Foreign Institutional Investors have withdrawn more than Rs 2 lakh crore [5] from India's secondary markets during the first four months of 2026.
This exodus of capital signals a shift in global investor confidence. The scale of the sell-off suggests that external macroeconomic pressures are currently outweighing India's internal growth narrative, potentially impacting market stability and household wealth.
Reports indicate that investors pulled out more than $24 billion [1] during the first five months of 2026. This follows a trend of volatility where FIIs withdrew approximately Rs 1.98 lakh crore [2] in the first four months of the year. For comparison, FIIs withdrew Rs 1.66 lakh crore [3] throughout all of 2025, meaning the 2026 outflows have already surpassed the previous year's total in a fraction of the time.
Several factors are driving this trend. Geopolitical instability, specifically the Iran-U.S. war, contributed to a sell-off that topped Rs 1.6 lakh crore [4]. Market analysts said high crude oil prices, reaching around $114 per barrel, are a primary deterrent for foreign capital.
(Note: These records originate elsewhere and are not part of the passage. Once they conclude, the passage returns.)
PR #2598, opened 2017-11-14
Correctly handle faces with more than one cc of the boundary

sloriot:
Since faces were not triangulated in the conversion from Nef_3 to FaceGraph, faces with more than one boundary where not correctly represented.

Fixes issues reported on [cgal-discuss](https://sympa.inria.fr/sympa/arc/cgal-discuss/2017-11/msg00022.html)

PR #2614, opened 2017-11-17
Speed Improvement/Refactoring nef polyhedron 3.

GilesBathgate:
## Summary of Changes

I would like to propose some changes which measurably improve the performance (1.3x faster in my tests) of converting a Nef_polyhedron_3 to a Polyhedron_3. This is primarily achieved by removing the unique hash maps and using `Triangulation_vertex_base_with_info_2`, and `Triangulation_face_base_with_info_2` to decorate the facets themselves with the required data, and save the lookup in the hash maps altogether.

Whilst trying to understand the implementation of `Nef_polyhedron_3::Triangulation_handler2` i noticed the code wasn't very clear or easy to understand, so I have also done some refactoring to make the code clearer. (These changes are easier to see by looking at the individual commits, rather than the PR as a whole.) 

## Release Management

* Affected package(s): The `Nef_polyhedron_3::Triangulation_handler2` class and the `convert_to_polyhedron()` function.
* Feature/Small Feature (if any): 1.3x performance improvement when calling `convert_to_polyhedron()`

### DIFF
--- a/Nef_3/include/CGAL/Nef_polyhedron_3.h
+++ b/Nef_3/include/CGAL/Nef_polyhedron_3.h
@@ -801,7 +801,8 @@ protected:
 
           Halffacet_const_handle f = opposite_facet->twin();
 
-          if(needs_triangulation(f)) {
+          int s = sides(f);
+          if(s > 4 || has_holes(f)) {
               Vector_3 orth = f->plane().orthogonal_vector();
               int c = CGAL::abs(orth[0]) > CGAL::abs(orth[1]) ? 0 : 1;
               c = CGAL::abs(orth[2]) > CGAL::abs(orth[c]) ? 2 : c;
@@ -817,29 +818,48 @@ protected:
                   th.handle_triangles(B, VI);
               } else
                   CGAL_error_msg( "wrong value");
-
           } else {
-
               B.begin_facet();
               Halffacet_cycle_const_iterator fc = f->facet_cycles_begin();
               SHalfedge_const_handle se(fc);
               CGAL_assertion(se != 0);
               SHalfedge_around_facet_const_circulator hc(se),he(hc);
+              int t = 0, fv;
               CGAL_For_all(hc,he) {
                   Vertex_const_handle cv = hc->source()->center_vertex();
                   CGAL_NEF_TRACEN("   add vertex " << cv->point());
-                  B.add_vertex_to_facet(VI[cv]);
+                  int i=VI[cv];
+                  B.add_vertex_to_facet(i);
+                  if(s==4) {
+                      if(t==0) fv=i;
+                      if(++t==3) {
+                        B.end_facet();
+                        B.begin_facet();
+                        B.add_vertex_to_facet(i);
+                      }
+                  }
               }
+              if(s==4)
+                  B.add_vertex_to_facet(fv);
               B.end_facet();
           }
       }
 
-      inline bool needs_triangulation(Halffacet_const_handle f)
+      inline int sides(Halffacet_const_handle f)
       {
           SHalfedge_around_facet_const_circulator
                   sfc1(f->facet_cycles_begin()), sfc2(sfc1);
-          return ++f->facet_cycles_begin() != f->facet_cycles_end() ||
-                  ++(++(++sfc1)) != sfc2;
+          if(++(++(++sfc1)) == sfc2)
+              return 3;
+          if((++sfc1) == sfc2)
+              return 4;
+           //We only care whether there are 3,4 or greater sides.
+          return 0xFF;
+      }
+
+      inline bool has_holes(Halffacet_const_handle f)
+      {
+          return cpp11::next(f->facet_cycles_begin())!=f->facet_cycles_end();
       }
 
       void visit(SFace_const_handle) {}
--- a/Nef_3/include/CGAL/Nef_polyhedron_3.h
+++ b/Nef_3/include/CGAL/Nef_polyhedron_3.h
@@ -712,6 +712,10 @@ protected:
             }
         CGAL_assertion(ct.is_valid());
 
+        Finite_face_iterator fi;
+        for(fi=ct.finite_faces_begin();fi!=ct.finite_faces_end(); ++fi)
+            fi->info() = false; // Mark faces unvisited
+
         CGAL_NEF_TRACEN("number of finite triangles " << ct.number_of_faces());
 
         Face_handle infinite = ct.infinite_face();
@@ -728,9 +732,8 @@ protected:
         CGAL_assertion(!ct.is_infinite(first));
         traverse_triangulation(first, first->index(opposite));
 
-        Finite_face_iterator fi;
         for(fi=ct.finite_faces_begin();fi!=ct.finite_faces_end(); ++fi) {
-                if(fi->info() == false) continue;
+                if(!fi->info()) continue; // Skip unvisited faces
                 CTVertex_handle p=fi->vertex(0);
                 CTVertex_handle q=fi->vertex(1);
                 CTVertex_handle r=fi->vertex(2);
@@ -759,7 +762,7 @@ protected:
     }
 
     void traverse_triangulation(Face_handle f, int parent) {
-       f->info() = true;
+       f->info() = true; // Mark face as visited
        descend_triangulation(f,ct.cw(parent));
        descend_triangulation(f,ct.ccw(parent));
     }
--- a/Nef_3/include/CGAL/Nef_polyhedron_3.h
+++ b/Nef_3/include/CGAL/Nef_polyhedron_3.h
@@ -802,7 +802,7 @@ protected:
           Halffacet_const_handle f = opposite_facet->twin();
 
           int s = sides(f);
-          if(s > 4 || has_holes(f)) {
+          if(s > 3 || has_holes(f)) {
               Vector_3 orth = f->plane().orthogonal_vector();
               int c = CGAL::abs(orth[0]) > CGAL::abs(orth[1]) ? 0 : 1;
               c = CGAL::abs(orth[2]) > CGAL::abs(orth[c]) ? 2 : c;
@@ -820,27 +820,14 @@ protected:
                   CGAL_error_msg( "wrong value");
           } else {
               B.begin_facet();
-              Halffacet_cycle_const_iterator fc = f->facet_cycles_begin();
-              SHalfedge_const_handle se(fc);
+              SHalfedge_const_handle se(f->facet_cycles_begin());
               CGAL_assertion(se != 0);
               SHalfedge_around_facet_const_circulator hc(se),he(hc);
-              int t = 0, fv;
               CGAL_For_all(hc,he) {
                   Vertex_const_handle cv = hc->source()->center_vertex();
                   CGAL_NEF_TRACEN("   add vertex " << cv->point());
-                  int i=VI[cv];
-                  B.add_vertex_to_facet(i);
-                  if(s==4) {
-                      if(t==0) fv=i;
-                      if(++t==3) {
-                        B.end_facet();
-                        B.begin_facet();
-                        B.add_vertex_to_facet(i);
-                      }
-                  }
+                  B.add_vertex_to_facet(VI[cv]);
               }
-              if(s==4)
-                  B.add_vertex_to_facet(fv);
               B.end_facet();
           }
       }
--- a/Nef_3/include/CGAL/Nef_polyhedron_3.h
+++ b/Nef_3/include/CGAL/Nef_polyhedron_3.h
@@ -67,6 +67,7 @@
 #include <CGAL/Projection_traits_yz_3.h>
 #include <CGAL/Projection_traits_xz_3.h>
 #include <CGAL/Triangulation_vertex_base_with_info_2.h>
+#include <CGAL/Triangulation_face_base_with_info_2.h>
 #include <CGAL/Constrained_triangulation_face_base_2.h>
 #include <list>
 
@@ -672,7 +673,8 @@ protected:
   class Triangulation_handler2 {
 
     typedef typename CGAL::Triangulation_vertex_base_with_info_2<Vertex_const_handle,Kernel> Vb;
-    typedef typename CGAL::Constrained_triangulation_face_base_2<Kernel>     Fb;
+    typedef typename CGAL::Triangulation_face_base_with_info_2<bool,Kernel> Info;
+    typedef typename CGAL::Constrained_triangulation_face_base_2<Kernel,Info>     Fb;
     typedef typename CGAL::Triangulation_data_structure_2<Vb,Fb>             TDS;
     typedef typename CGAL::Constrained_triangulation_2<Kernel,TDS>           CT;
 
@@ -683,13 +685,12 @@ protected:
     typedef typename CT::Edge                  Edge;
 
     CT ct;
-    CGAL::Unique_hash_map<Face_handle, bool> visited;
     Halffacet_const_handle f;
     Plane_3 supporting_plane;
 
   public:
     Triangulation_handler2(Halffacet_const_handle f) : 
-      visited(false), supporting_plane(f->plane()), f(f) {}
+      supporting_plane(f->plane()), f(f) {}
 
     template<typename PIB, typename Index>
     void handle_triangles(PIB& pib, Index& VI) {
@@ -728,7 +729,7 @@ protected:
       traverse_triangulation(first, first->index(opposite));
     Finite_face_iterator fi;
     for(fi=ct.finite_faces_begin();fi!=ct.finite_faces_end(); ++fi) {
-       if(visited[fi] == false) continue;
+       if(fi->info() == false) continue;
 	   CTVertex_handle p=fi->vertex(0);
 	   CTVertex_handle q=fi->vertex(1);
 	   CTVertex_handle r=fi->vertex(2);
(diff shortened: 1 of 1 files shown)


sloriot:
Did you compare with the runtime of the function [`CGAL::convert_nef_polyhedron_to_polygon_mesh()`](https://doc.cgal.org/latest/BGL/group__PkgBGL.html#ga7cf62f17d3bb060519e682ad9499c7d4)?

GilesBathgate:
@sloriot No, I wasn't able to test that function on my setup, although I have no doubt that the function will be faster. My primary objective was to improve this for legacy code and indeed I wrote the change against CGAL 4.9 and forward ported it to the current codebase. Whilst forward porting I did notice the PMP conversion functions in my diff tool, and I am interested in porting my legacy code (that currently depends on `Polyhedron_3`) to use PMP at some point in the future.

GilesBathgate:
@sloriot I thought you were referring to `polygon_mesh_to_nef_3` https://github.com/CGAL/cgal/blob/master/Nef_3/include/CGAL/Nef_polyhedron_3.h#L625 (which is what I saw in my diff tool) in retrospect I realise that that function goes in the opposite direction. Either way the function you reference doesn't appear to be available to my legacy codebase, so I think the gist of my previous comment still makes sense ;)

GilesBathgate:
@sloriot I have created the following 3 performance tests. It simply does convert_to_polyhedron et al 1000 times:

https://github.com/GilesBathgate/cgal/commit/93ff95394cfb29ccabb65604706594b2eabf05ec
https://github.com/GilesBathgate/cgal/commit/b75fd12e11323ac0be8129cc970ab367d5c2b731
https://github.com/GilesBathgate/cgal/commit/8276f7f1db78a263f493573d9816d85438ada462

## original
giles@BP0039a:~/cgal/Nef_3/examples/Nef_3$ time ./interface_polyhedron < cube.off
real	0m9.739s
user	0m9.736s
sys	0m0.004s

## with refactoring
giles@BP0039a:~/cgal/Nef_3/examples/Nef_3$ time ./interface_polyhedron < cube.off
real	0m8.012s
user	0m8.008s
sys	0m0.004s

## convert_nef_polyhedron_to_polygon_mesh
giles@BP0039a:~/cgal/Nef_3/examples/Nef_3$ time ./interface_polyhedron < cube.off
real	0m0.303s
user	0m0.288s
sys	0m0.016s

While its clear that the latter is much faster, my application needs the polyhedron faces to be triangulated, and I couldn't get the `CGAL::Polygon_mesh_processing::triangulate_faces` function to work without compilation errors. (I think that would be needed for a fair test)

GilesBathgate:
@sloriot I managed to fix the compile error by switching to a different kernel, this makes all the tests run faster ;)

## original
```
giles@home:~/cgal/Nef_3/examples/Nef_3$ time ./interface_polyhedron < cube.off 
real	0m2.881s
user	0m2.876s
sys	0m0.004s
```

## with refactoring
```
giles@home:~/cgal/Nef_3/examples/Nef_3$ time ./interface_polyhedron < cube.off 
real	0m2.243s
user	0m2.240s
sys	0m0.000s
```

## convert_nef_polyhedron_to_polygon_mesh (and triangulate)
```
giles@home:~/cgal/Nef_3/examples/Nef_3$ time ./interface_polyhedron < cube.off 
real	0m2.131s
user	0m2.112s
sys	0m0.020s
```

So `convert_nef_polyhedron_to_polygon_mesh` is still the winner, but the difference is now less substantial.

GilesBathgate:
@sloriot I seem to be getting different output from the refactored version vs the convert_to_mesh method, essentially it seems that the latter is not correctly triangulating polygons with holes. Is there some additional step needed?

The outputs can be seen in Github's online stl viewer (but you will have to switch to wireframe view)

### with refactoring
https://github.com/GilesBathgate/cgal/blob/performance-test1/Nef_3/examples/Nef_3/cube.stl

### convert_nef_polyhedron_to_polygon_mesh (and triangulate)
https://github.com/GilesBathgate/cgal/blob/performance-test3/Nef_3/examples/Nef_3/cube.stl

kintel:
@sloriot I didn't read through the code in too much detail, but at first glance it looks like `CGAL::convert_nef_polyhedron_to_polygon_mesh()` ignores holes in Nef3 faces. Could you comment on that?

sloriot:
@kintel Indeed, this is fixed in https://github.com/CGAL/cgal/pull/2598

GilesBathgate:
@sloriot Ah ok great. I've applied that patch, and now the STL output is fixed. It did significantly impact the timing though :(

### Patched convert_nef_polyhedron_to_polygon_mesh (and triangulate)
```
giles@home:~/cgal/Nef_3/examples/Nef_3$ time ./interface_polyhedron < cube.off
real	0m4.893s
user	0m4.876s
sys	0m0.016s
```

lrineau:
Now it seems your version ("with refactoring") is the fastest.

GilesBathgate:
@lrineau Yes, although this is a simple test case. For example, I don't think there is any advantage in this specific input geometry for the triangulation to require being delaunlay. `convert_to_polyhedron` uses a `Contrained_triangulation_2`, whereas `convert_nef_polyhedron_to_polygon_mesh()` uses `Contrained_Delaunlay_triangulation_2` so that could be the cause of the performance hit. I can run some tests with some different input if you would be so kind as to suggest ones to try.

GilesBathgate:
...also @kintel do you have some examples of .nef files I could try, you mentioned you had robustness issues with `convert_to_polyhedron` and I wanted to see if `convert_nef_polyhedron_to_polygon_mesh` faired any better.

lrineau:
There are `[-Wreorder]` warnings:
https://cgal.geometryfactory.com/CGAL/testsuite/results-4.12-Ic-110.shtml#Nef_3

GilesBathgate:
@lrineau Yes I do work for blueprism, however all this work was done during my personal time and during annual leave. I am happy to sign copyright back over to the original copyright owner. If you can give me some further detail on the -Wreorder warnings I would be happy to fix them.

lrineau:
As for the warning, that is easy. The warning is:
```
.../include/CGAL/Nef_polyhedron_3.h:690:13: warning: 'CGAL::Nef_polyhedron_3<CGAL::Epeck>::Triangulation_handler2<CGAL::Projection_traits_yz_3<CGAL::Epeck> >::supporting_plane' will be initialized after [-Wreorder]
     Plane_3 supporting_plane;
             ^~~~~~~~~~~~~~~~
.../include/CGAL/Nef_polyhedron_3.h:689:28: warning:   'CGAL::Nef_polyhedron_3<CGAL::Epeck>::Halffacet_const_handle CGAL::Nef_polyhedron_3<CGAL::Epeck>::Triangulation_handler2<CGAL::Projection_traits_yz_3<CGAL::Epeck> >::f' [-Wreorder]
     Halffacet_const_handle f;
                            ^
.../include/CGAL/Nef_polyhedron_3.h:693:5: warning:   when initialized here [-Wreorder]
     Triangulation_handler2(Halffacet_const_handle f) :
     ^~~~~~~~~~~~~~~~~~~~~~
```
You must either reorder the initialization of fields in the constructor, or reorder the declaration of fields in the class itself. The two orders must match.

kintel:
@GilesBathgate I believe all my stability issues were after snap-rounding from Gmpq to float. I don't believe I have any testcases in .nef format lying around. I'm thinking about moving to header-only CGAL, in which case I can start looking at removing workaround for older CGAL versions. That would be a good time to revisit some of my older issues.

GilesBathgate:
@kintel I did my own experiments to "snap" round https://git.io/vb8Uy . It doesn't work when the facets are made of quads and are not axis aligned because snap rounding can cause the loss of coplanarity. I think I could fix it by first triangulating. I wonder if https://doc.cgal.org/latest/Snap_rounding_2/index.html would provide a more robust solution?

kintel:
I believe planarity is a precondition for building Polyhedron_3 polygons, so that also needs to be dealt with. My technique has been to try building CGAL objects, catch precondition exceptions (e.g. coplanarity checks), and then try again using triangulated shapes.

Since "snap rounding" in my case can mean round to float/double, I don't think the `Snap_rounding_2` method would work for me. Snap-rounding can also have fun effects, like introducing self-intersections.

GilesBathgate:
@kintel I think we both have a requirement to convert nef polyhedra into an output mesh file (whether it be stl, amf, off etc) most of which use either float or double as their number type representation. In the specific application of 3D printing, it's probably also desirable to round to the nearest 0.001 units (representing a fairly standard 10 microns resolution used by many FDM printers)  So I would like to know a method to able to convert robustly from Gmpq based mesh to float based mesh without the pitfalls, such as self-intersections and dealing with coplanarity issues. Perhaps @sloriot or @lrineau have some suggestions.

sloriot:
@GilesBathgate Sorry it took me some time to get back to your PR.

I did some benchmark on my own and I have some pretty different results.
I used this [test program](https://gist.github.com/sloriot/a18597ddb33bf5d0572a72e717d3da62) with your [data set](https://gist.github.com/sloriot/74e725e1040dec95a1f6af61b0049fb0) converted to off.

Running it with N=10000000 I have:

```
convert_to_polyhedron 10.9207
convert_nef_polyhedron_to_polygon_mesh 0.721564
```

and if I modify `convert_nef_polyhedron_to_polygon_mesh()` to always retriangulate the faces I have:

```
convert_to_polyhedron 10.8969
convert_nef_polyhedron_to_polygon_mesh 0.735654
```
So except if I have done something wrong the generic version is faster.
If you want I can add an option to the generic function to always retriangulate faces even if they do not have holes.

GilesBathgate:
@sloriot Hi, thanks for taking the time to look at this. In my test I was explicitly calling `CGAL::Polygon_mesh_processing::triangulate_faces()` because I assumed it was necessary, e.g:
 
```c++
for (int i=0; i<N; ++i)
  {
    Polyhedron poly_out;
    CGAL::convert_nef_polyhedron_to_polygon_mesh(nef, poly_out);
    CGAL::Polygon_mesh_processing::triangulate_faces(poly_out);
    if(poly_out.size_of_vertices()!=poly_in.size_of_vertices())
      std::cerr <<"ERROR2\n";
  }
```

Currency pressure has further complicated the environment for international funds.
Beyond geopolitical risks, a shift in technological investment is redirecting capital. Investors are increasingly attracted to AI-focused opportunities in Taiwan and South Korea, leading them to pivot away from Indian equities to capture growth in the semiconductor and artificial intelligence sectors.
Despite the outflows, some financial institutions suggest the long-term outlook remains intact. BofA said investors do not want to miss what comes next in the India story, even as they manage current risks. However, the immediate pressure remains as the market waits for a reversal in the trend of capital flight.
“Foreign investors have pulled out more than $24 billion from Indian equities in the first five months of 2026.”
The rapid withdrawal of FII capital reflects a 'risk-off' sentiment where global investors prioritize liquidity and stability over emerging market growth. By shifting funds toward AI hubs in East Asia and reacting to energy price shocks, investors are hedging against geopolitical instability in the Middle East. This creates a valuation gap in Indian equities that may persist until oil prices stabilize or the AI trade reaches a saturation point.